Two-thirds or three-quarters?

To understand the debate between 2/3 and 3/4, assume a spherical cow. "That's what a physicist would do," Dodds says, laughing. Basic geometry shows that the surface area of this difficult-to-milk creature would increase as the square of its radius while the volume would increase as the cube of the radius. In other words, the exponent that describes the ratio of surface area to volume is 2/3.
Next, assume a spherical mouse. OK, now compare the resting metabolic rates of these sorry animals. Since the point of resting metabolism is to keep a warm-blooded animal warm (and alive!) with the lowest necessary energy use, both geometry and common sense suggest that the cow would have a lower rate of metabolism per cell than the mouse: the mouse, with more surface area relative to its volume, would lose heat faster than our cartoon cow.
And what about in real animals? In 1883, a German physiologist named Max Rubner measured the heat output of some dogs ranging from a few pounds to nearly seventy. He plotted these numbers to show that the dog's metabolic rates were proportional to their mass with an exponent of 2/3 -- just like the geometry of an imaginary spherical beast would suggest.
But, in 1932, Swiss agricultural chemist Max Kleiber presented a paper with a now-famous graph. It plotted, on a logarithmic scale, the body weight of 13 mammals, ranging from rats to cows, against their resting metabolism. Strangely, the line traced through the data points did not conform to Rubner's observation nor common sense. Instead, it hewed to a line with a somewhat steeper slope of about .73. To make it easier for slide rule use, he rounded the exponent to a neat .75. Kleiber's 3/4-power law was born.
"Kleiber's original data is a mess, a complete mess," says Dodds, "but it became something everyone believed in. The idea of quarter-powers begins to take on this spooky, magical quality. Nobody can explain it, but it's a secret law of the universe. It's quarterology!"
Over the next decades, hundreds of animals' resting metabolisms were measured or estimated, from microbes to whales. The results in various groups of animals ranged from slopes of less than 2/3 to greater than 1. But as Vaclav Smil wrote in a sweeping "millennium essay" for Nature they were "close enough to the 0.75 line," and concluded that "the 3/4 slope is representative for all" animals.
"Some data seems to fit this 3/4 line -- if you're looking for it!" says Dodds. "It was pre-supposed to be true -- and became a universal overarching law that somebody needs to explain."
Instead of explaining it, in the 1960s a Scottish conference on energy metabolism simply voted, 29-0, to enshrine 3/4 as the official exponent.
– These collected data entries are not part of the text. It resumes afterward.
PR #340, opened 2018-08-28
Solving RESTWS-714 - Add fulfillerStatus and Orders.fulfillerComment to Order resource

fruether:
This PR is not yet working but I added it to give a discussion base for the Talk thread: 

The error is basically is the following message: 

`org.springframework.http.converter.HttpMessageNotWritableException: Could not write JSON: Direct self-reference leading to cycle (through reference chain: org.openmrs.module.webservices.rest.web.v1_0.resource.openmrs2_2.FulfillerDetailsRepresentation["parent"]->org.openmrs.TestOrder["creator"]->org.openmrs.User_$$_jvstbb0_55["creator"]); nested exception is org.codehaus.jackson.map.JsonMappingException: Direct self-reference leading to cycle `

### DIFF
--- a/integration-tests/src/test/java/org/openmrs/module/webservices/rest/ITBase.java
+++ b/integration-tests/src/test/java/org/openmrs/module/webservices/rest/ITBase.java
@@ -64,11 +64,11 @@ public abstract class ITBase {
 				
 				final RequestConfig requestConfig = RequestConfig.custom().setSocketTimeout(retryAfter)
 				        .setConnectTimeout(retryAfter).build();
-
+				
 				final String startupUri = TEST_URL.getScheme() + "://" + TEST_URL.getHost() + ":"
-						+ TEST_URL.getPort() + TEST_URL.getPath();
+				        + TEST_URL.getPort() + TEST_URL.getPath();
 				System.out.println("Waiting for server at " + startupUri + " for " + timeout / 1000 + " more seconds...");
-
+				
 				while (System.currentTimeMillis() - time < timeout) {
 					try {
 						final HttpClient client = HttpClientBuilder.create().disableAutomaticRetries().build();
@@ -97,10 +97,10 @@ public abstract class ITBase {
 					catch (IOException e) {
 						System.out.println(e.toString());
 					}
-
+					
 					try {
 						System.out.println("Waiting for "
-								+ (timeout - (System.currentTimeMillis() - time)) / 1000 + " more seconds...");
+						        + (timeout - (System.currentTimeMillis() - time)) / 1000 + " more seconds...");
 						Thread.sleep(retryAfter);
 					}
 					catch (InterruptedException e) {
--- a/omod-1.10/src/main/java/org/openmrs/module/webservices/rest/web/v1_0/resource/openmrs1_10/DrugOrderSubclassHandler1_10.java
+++ b/omod-1.10/src/main/java/org/openmrs/module/webservices/rest/web/v1_0/resource/openmrs1_10/DrugOrderSubclassHandler1_10.java
@@ -173,14 +173,15 @@ public class DrugOrderSubclassHandler1_10 extends DrugOrderSubclassHandler1_8 {
 		OrderResource1_10 orderResource = (OrderResource1_10) Context.getService(RestService.class)
 		        .getResourceBySupportedClass(Order.class);
 		if (StringUtils.isNotBlank(sortParam)) {
-			List<Order> sortedOrder = orderResource.sortOrdersBasedOnDateActivatedOrDateStopped(drugOrders, sortParam, status);
+			List<Order> sortedOrder = orderResource.sortOrdersBasedOnDateActivatedOrDateStopped(drugOrders, sortParam,
+			    status);
 			return new NeedsPaging<Order>(sortedOrder, context);
 		}
 		else {
 			return new NeedsPaging<Order>(drugOrders, context);
 		}
 	}
-
+	
 	/**
 	 * @see OrderResource1_10#getDisplayString(org.openmrs.Order)
 	 */
--- a/omod-1.10/src/main/java/org/openmrs/module/webservices/rest/web/v1_0/resource/openmrs1_10/OrderResource1_10.java
+++ b/omod-1.10/src/main/java/org/openmrs/module/webservices/rest/web/v1_0/resource/openmrs1_10/OrderResource1_10.java
@@ -260,14 +260,16 @@ public class OrderResource1_10 extends OrderResource1_8 {
 		
 		return new EmptySearchResult();
 	}
-
+	
 	private static Date getUsableDate(Order order) {
-		return order.getDateStopped() != null ? order.getDateStopped() : (order.getAutoExpireDate() != null ? order.getAutoExpireDate() : order.getDateCreated());
+		return order.getDateStopped() != null ? order.getDateStopped() : (order.getAutoExpireDate() != null ? order
+		        .getAutoExpireDate() : order.getDateCreated());
 	}
 	
 	private static Date getActiveOrderSortDate(Order order) {
-		return order.getDateActivated() != null ? order.getDateActivated() : order.getDateCreated();	
+		return order.getDateActivated() != null ? order.getDateActivated() : order.getDateCreated();
 	}
+	
 	public List<Order> sortOrdersBasedOnDateActivatedOrDateStopped(List<Order> orders, final String sortOrder,
 	        final String status) {
 		List<Order> sortedList = new ArrayList<Order>(orders);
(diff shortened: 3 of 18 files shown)


wluyima:
Typically you get that error if you have a compound field that has no representation which I think in this case is FulfillerDetailsRepresentation

omod-2.2/src/main/java/org/openmrs/module/webservices/rest/web/v1_0/resource/openmrs2_2/FulfillerStatusResource2_2.java
```diff
@@ -0,0 +1,117 @@
...
+import org.openmrs.module.webservices.rest.web.resource.api.PageableResult;
+import org.openmrs.module.webservices.rest.web.resource.impl.DelegatingResourceDescription;
+import org.openmrs.module.webservices.rest.web.resource.impl.DelegatingSubResource;
+import org.openmrs.module.webservices.rest.web.response.ResourceDoesNotSupportOperationException;
+import org.openmrs.module.webservices.rest.web.response.ResponseException;
+
+/**
+ * {@link Resource} for Order, supporting standard CRUD operations on fulfiller_comment and fulfiller_status
+ */
+@SubResource(parent = OrderResource2_2.class, path = "fulfillerstatus", supportedClass = Order.class, supportedOpenmrsVersions = {
```
wluyima: I think supported class is supposed to be `FulfillerDetailsRepresentation` which should get you past the current error you getting.

fruether: oh yeah it does. Thank you!

omod-2.2/src/main/java/org/openmrs/module/webservices/rest/web/v1_0/resource/openmrs2_2/FulfillerStatusResource2_2.java
```diff
@@ -0,0 +1,117 @@
...
+	
+	@Override
+	public FulfillerDetailsRepresentation newDelegate() {
+		return new FulfillerDetailsRepresentation();
+	}
+	
+	@Override
+	public FulfillerDetailsRepresentation save(FulfillerDetailsRepresentation delegate) {
+		Order order =  Context.getOrderService().updateOrderFulfillerStatus(delegate.getParent(), delegate.getFulfillerStatus(), delegate.getFulfillerComment());
+		delegate.setParent(order);
```
wluyima: Isn't this redundant? Because what value would you have got back on line before it?

omod-2.2/src/main/java/org/openmrs/module/webservices/rest/web/v1_0/resource/openmrs2_2/FulfillerStatusResource2_2.java
```diff
@@ -0,0 +1,117 @@
...
+	
+	@Override
+	public Model getCREATEModel(Representation rep) {
+		return new ModelImpl()
+				.property("fulfillerComment", new StringProperty())
+				.property("fulfillerStatus", new EnumProperty(null));
+	}
+	
+	@Override
+	public Model getUPDATEModel(Representation rep) {
```
wluyima: I think the resource only supports create and not update

omod-2.2/src/main/java/org/openmrs/module/webservices/rest/web/v1_0/resource/openmrs2_2/FulfillerDetailsRepresentation.java
```diff
@@ -0,0 +1,48 @@
...
+
+package org.openmrs.module.webservices.rest.web.v1_0.resource.openmrs2_2;
+
+import org.openmrs.Order;
+
+public class FulfillerDetailsRepresentation {
+	
+	private Order.FulfillerStatus fulfillerStatus;
+	private String fulfillerComment;
+	private Order parent;
```
wluyima: Can you please rename this to order for clarity?

omod-2.2/src/main/java/org/openmrs/module/webservices/rest/web/v1_0/resource/openmrs2_2/FulfillerStatusResource2_2.java
```diff
@@ -0,0 +1,117 @@
...
+		throw new ResourceDoesNotSupportOperationException();
+	}
+	
+	@Override
+	public FulfillerDetailsRepresentation getByUniqueId(String uniqueId) {
+		throw new ResourceDoesNotSupportOperationException();
+	}
+	
+	@Override
+	protected void delete(FulfillerDetailsRepresentation delegate, String reason, RequestContext context)
```
wluyima: Do we actually want to support this?

omod-2.2/src/main/java/org/openmrs/module/webservices/rest/web/v1_0/resource/openmrs2_2/FulfillerDetailsRepresentation.java
fruether: I am not sure what you mean? Should the order not be called parent?

omod-2.2/src/main/java/org/openmrs/module/webservices/rest/web/v1_0/resource/openmrs2_2/FulfillerStatusResource2_2.java
fruether: I am not sure if the created order is somehow different and hence a new parent must be set?

omod-2.2/src/test/java/org/openmrs/module/webservices/rest/web/v1_0/resource/openmrs2_2/FulfillerStatusResource2_2WebTest.java
```diff
@@ -0,0 +1,63 @@
...
+	@Before
+	public void setUp() throws Exception {
+		Order order = Context.getOrderService().getOrderByUuid(RestTestConstants2_2.ORDER_UUID).copy();
+		order.setUuid(RestTestConstants2_2.ORDER_UUID_Web);
+		order.setOrderId(null);
+		Context.getOrderService().saveOrder(order, null);
+	}
+	
+	@Test
+	public void shouldCreateNew() throws Exception {
```
wluyima: This test should be named along the lines of what it actually does, i.e. set fulfiller details.

omod-2.2/src/main/java/org/openmrs/module/webservices/rest/web/v1_0/resource/openmrs2_2/FulfillerStatusResource2_2.java
fruether: Are you sure? Because the filler details like comment and status are may updated during the order process. And I am not sure if in this scenario always the Create method would be called by the users of the the REST service. 
Or if maybe at some point some modules would Update these details by submitting it through PUT...?

omod-2.2/src/main/java/org/openmrs/module/webservices/rest/web/v1_0/resource/openmrs2_2/FulfillerStatusResource2_2.java
wluyima: It would be nice to have some consistency in the naming of the resource and these classes, some places you are using `FulfillerStatus` while others you are using `FulfillerDetailsRepresentation`, can you use `FulfillerDetails` or FulfillerStatus, am more inclined towards `FulfillerDetails`

omod-2.2/src/main/java/org/openmrs/module/webservices/rest/web/v1_0/resource/openmrs2_2/FulfillerDetailsRepresentation.java
wluyima: The field value is an Order object, therefore it's more intuitive to name it order

omod-2.2/src/main/java/org/openmrs/module/webservices/rest/web/v1_0/resource/openmrs2_2/FulfillerStatusResource2_2.java
wluyima: I thought based on the logic you implemented in the OrderService.updateOrderFulfillerStatus, it updates and returns the same order object.

wluyima: You call saveOrderInternal after setting fullfiller details which returns the same order object.

omod-2.2/src/main/java/org/openmrs/module/webservices/rest/web/v1_0/resource/openmrs2_2/FulfillerStatusResource2_2.java
wluyima: This is a unique resource because the supported class is not persistent so differentiating save vs update doesn't make much sense.

fruether:
@wluyima new PR is there: https://github.com/openmrs/openmrs-module-webservices.rest/pull/341/commits/969c2d99b789e62a1c8d6839783808bb83c64abd

I think I should have taken all the comments into account

wluyima:
FYI, you don't have to create a new PR when you make changes, just commit and push changes to your remote branch and then github will automatically update the original PR.

fruether:
Yeah it is more like happening by accident @wluyima. Sometimes I squash the commits and then somehow force an empty push to repository. That's leads to the closing of the PR :(

wluyima:
Actually the dev merging the PR will squash the commits in github, it's a feature that didn't exist at the time we wrote the documentation for PRs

Then, in 1997, an elegant, though controversial, paper by Geoffrey West and colleagues was published in Science that claimed to derive 3/4 from first principles, drawing on ideas about fractals in networks and the growing length of tubes.
"The problem is their paper fell to pieces mathematically. It just didn't work. Unfortunately, I showed that and published a paper with my adviser and a fellow student in 2001," Dodds says. They also reanalyzed data from Kleiber and six other scientists and concluded that there is little empirical evidence for rejecting 2/3 in favor of 3/4. "But we didn't have a better theory," Dodds says, "or some way to clean it all up."

Network matters

Until now. Dodds's new paper explores the geometry of branching networks -- like blood supply -- to show how a material, like blood, can be most efficiently delivered. "If you're going to build organisms with a central source, like a heart, that places physical constraints that evolution has to run up against," he says. "These constraints won't let the ratio be too far away from 2/3."
"My new paper follows the argument that was put forth in 1997 -- that, somehow, networks give rise to the 3/4 law. They were right that supply networks are key to understanding the metabolic limitations of animals. Except my paper shows that networks give rise to the 2/3 law, actually," Dodds says, "If you do the math properly."
"What's good here is that the network supplying to the inside of this system matches with the 2/3 exponent you'd expect from surface area," he says. And recent statistical analyses continue to show that the 2/3 exponent fits well empirically with large data sets for both mammals and birds. It seems that Rubner got it right in the 1880's after all.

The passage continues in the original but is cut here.